Last week, Facebook announced something of a bombshell: Even after the COVID-19 pandemic subsides, the social-networking giant will allow many of its employees to work remotely on a permanent basis.
“It’s clear that COVID has changed a lot about our lives, and that certainly includes the way that most of us work,” Facebook CEO Mark Zuckerberg told employees during a staff meeting. “Coming out of this period, I expect that remote work is going to be a growing trend as well.”
Facebook employees’ ability to work from home will hinge on positive performance reviews, as well as seniority. In January 2021, the company will also adjust employees’ salaries based on cost of living; in theory, a Facebook developer based in the Midwest will earn less than a colleague based in San Francisco, even if they’re both at the same corporate rank and have similar tasks. (Who knows what Facebook will do with its massive headquarters, as seen above.)

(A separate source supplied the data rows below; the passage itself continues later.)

PR #777, opened 2021-12-28
texture: Add async wrappers

A6GibKm:


sdroege:
While this is "async", it still does all the work on the main thread. That's not very useful :)

gdk4/src/texture.rs
```diff
@@ -18,3 +21,47 @@ impl<O: IsA<Texture>> TextureExtManual for O {
...
+            glib::clone!(@weak pixbuf => move |_, _, send| {
+                let res = Texture::for_pixbuf(pixbuf);
+                send.resolve(res);
+            }),
+        ))
+    }
+
+    pub fn from_bytes_future(
+        bytes: &glib::Bytes,
+    ) -> Pin<Box<dyn future::Future<Output = Result<Texture, glib::Error>> + 'static>> {
```
bilelmoussaoui, line 40: As those are not in a trait, why make use of Pin<Box<dyn future... instead of just marking the function as `pub async fn`?

gdk4/src/texture.rs
```diff
@@ -18,3 +21,47 @@ impl<O: IsA<Texture>> TextureExtManual for O {
         }
     }
 }
+
+impl Texture {
```
bilelmoussaoui, line 25: Are all those variants thread-safe?

A6GibKm: According to the docs these functions are thread safe, ill double check that all of them are tho.

gdk4/src/texture.rs
```diff
@@ -18,3 +21,51 @@ impl<O: IsA<Texture>> TextureExtManual for O {
...
+                gio::Cancellable::NONE,
+                move |result, _| {
+                    let texture = result
+                        .downcast_ref::<gio::Task>()
+                        .unwrap()
+                        .propagate_value()
+                        .unwrap()
+                        .get::<Texture>()
+                        .unwrap();
+                    if let Some(m) = sender.replace(None) {
```
sdroege, line 45: The closure is a `FnOnce`, you don't need the `Cell` and `Option` here

gdk4/src/texture.rs
```diff
@@ -18,3 +21,51 @@ impl<O: IsA<Texture>> TextureExtManual for O {
...
+    pub fn for_pixbuf_future(
+        pixbuf: &'static gdk_pixbuf::Pixbuf,
+    ) -> Pin<Box<dyn Future<Output = Option<Texture>> + 'static>> {
+        Box::pin(async move {
+            let (sender, receiver) = futures_channel::oneshot::channel();
+
+            let sender = std::cell::Cell::new(Some(sender));
+
+            let task = gio::Task::new(
+                Some(&pixbuf.upcast_ref()),
```
sdroege, line 35: This should really take an `IsA<Object>` instead of `Object` (and then also use the same type for the callback)

gdk4/src/texture.rs
```diff
@@ -18,3 +21,51 @@ impl<O: IsA<Texture>> TextureExtManual for O {
...
+                gio::Cancellable::NONE,
+                move |result, _| {
+                    let texture = result
+                        .downcast_ref::<gio::Task>()
```
sdroege, line 39: @pbor This is always a `gio::Task` or not? Can we update the closure signature maybe?

gdk4/src/texture.rs
```diff
@@ -18,3 +21,51 @@ impl<O: IsA<Texture>> TextureExtManual for O {
...
+
+            let task_func = move |task: &gio::Task,
+                                  source_object: Option<&glib::Object>,
+                                  _: Option<&gio::Cancellable>| {
+                let pixbuf = source_object
+                    .unwrap()
+                    .downcast_ref::<gdk_pixbuf::Pixbuf>()
+                    .unwrap();
+                let texture = Texture::for_pixbuf(&pixbuf);
+                task.return_value(&texture.to_value());
```
sdroege, line 59: @pbor The API is unsound, oh no. You can pass a non-`Send` value from the `run_in_thread()` callback back to the main thread.

gdk4/src/texture.rs
```diff
@@ -18,3 +21,51 @@ impl<O: IsA<Texture>> TextureExtManual for O {
...
+            };
+
+            task.run_in_thread(task_func);
+
+            if let Ok(texture) = receiver.await {
```
sdroege, line 64: This should probably be a `Result` that is returned here

A6GibKm: I am not sure whats better, the original api does not return a Result, (but a result is used in the other functions that I plan to implement here).

gdk4/src/texture.rs
A6GibKm: I don't follow

sdroege: The `gio::Task::new()` API should be improved so you don't need to cast that much

gdk4/src/texture.rs
sdroege: The original API should also return a result (and you can configure it in `Gir.toml` like that)

gdk4/src/texture.rs
A6GibKm: Yes they all are.

gdk4/src/texture.rs
pbor: I guess... I seem to recall the reason why the C code uses `GAsyncResult` was mostly historical?

gdk4/src/texture.rs
pbor: :(

gdk4/src/texture.rs
```diff
@@ -18,3 +18,175 @@ impl<O: IsA<Texture>> TextureExtManual for O {
...
+
+        texture_result
+    }
+
+    pub async fn from_file_future(file: &impl IsA<gio::File>) -> Result<Texture, glib::Error> {
+        let (sender, receiver) = futures_channel::oneshot::channel();
+
+        let task = gio::Task::new(
+            Some(file.as_ref().upcast_ref()),
+            gio::Cancellable::NONE,
```
melix99, line 95: Is it possible to make them cancellable? I might need that.

bilelmoussaoui: Probably, by exposing the GTask's cancellable as param. But then, not sure how you would cancel the ongoing operation..

melix99: Yeah, I don't think the operation can be cancelled, but I guess it could at least return an error when the operation is done, which is still somewhat useful imho.

gdk4/src/texture.rs
A6GibKm: The original api cannot fail, if for some reason the operation fails it will instead do a g_error. I am not sure how to handle that given that it will happen in another thread.

sdroege: `g_error()` immediately kills the whole process, not just a thread :) There's no way you can handle that.

bilelmoussaoui:
I have mentioned before, ideally those wrappers would be provided by gdk itself.

sdroege:
This needs to be updated once https://github.com/gtk-rs/gtk-rs-core/pull/446 is merged

gdk4/src/texture.rs
```diff
@@ -31,3 +31,137 @@ impl<O: IsA<Texture>> TextureExtManual for O {
...
     }
 }
+
+impl Texture {
+    pub async fn for_pixbuf_future(pixbuf: &gdk_pixbuf::Pixbuf) -> Result<Texture, glib::Error> {
+        assert_initialized_main_thread!();
+        let (sender, receiver) = futures_channel::oneshot::channel();
+
+        let task = gio::Task::new(
+            Some(pixbuf.upcast_ref()),
```
bilelmoussaoui, line 41: you don't need to upcast_ref here, just `pixbuf` should be enough?

gdk4/src/texture.rs
```diff
@@ -31,3 +31,137 @@ impl<O: IsA<Texture>> TextureExtManual for O {
...
+            receiver.await.unwrap()
+        }
+    }
+
+    pub async fn from_file_future(file: &impl IsA<gio::File>) -> Result<Texture, glib::Error> {
+        assert_initialized_main_thread!();
+        let (sender, receiver) = futures_channel::oneshot::channel();
+
+        let task = gio::Task::new(
+            Some(file.as_ref().upcast_ref()),
```
bilelmoussaoui, line 94: Same here, passing file.as_ref should be enough no?

gdk4/src/texture.rs
A6GibKm: I don't see a clear way forward for pixbufs, so ill remove that one.

gdk4/src/texture.rs
```diff
@@ -31,3 +31,107 @@ impl<O: IsA<Texture>> TextureExtManual for O {
         }
     }
 }
+
+// TODO Figure out how to implement an async variant for for_pixbuf.
+impl Texture {
+    #[cfg(any(feature = "v4_6", feature = "dox"))]
```
bilelmoussaoui, line 37: All of those new functions could have a:
1 - Very simple code example or a test case if possible
2 - a bit of docs
3 - point to the upstream issue and mention that we should drop those manual implementations once those are fixed upstream

bilelmoussaoui:
What is the status quo here?

A6GibKm:
That I am not sure if this is desired to have in the bindings.

bilelmoussaoui:
I still believe this should be done upstream, so let us close this PR.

This is a massive philosophical change from just a few years back, when Facebook offered financial incentives to employees who opted to move close to its massive Silicon Valley campus. This new embrace of remote work, though, isn’t unique to Zuckerberg’s company; Twitter, for example, announced that the majority of its employees will now work from home post-COVID.
If we’re on the verge of a massive shift toward remote work, how will that change Silicon Valley and San Francisco? For years, the area’s tech giants poured resources into assembling huge campuses designed by star architects. Their employees filled the surrounding towns and neighborhoods, which spiked housing prices and the overall cost of living. Dice’s own analysis found that the high expense of Silicon Valley could stretch even the fattest tech paycheck to the absolute breaking point. Curbed San Francisco crunched some numbers in October 2019 and found that the average one-bedroom rent in San Francisco was more than $3,000.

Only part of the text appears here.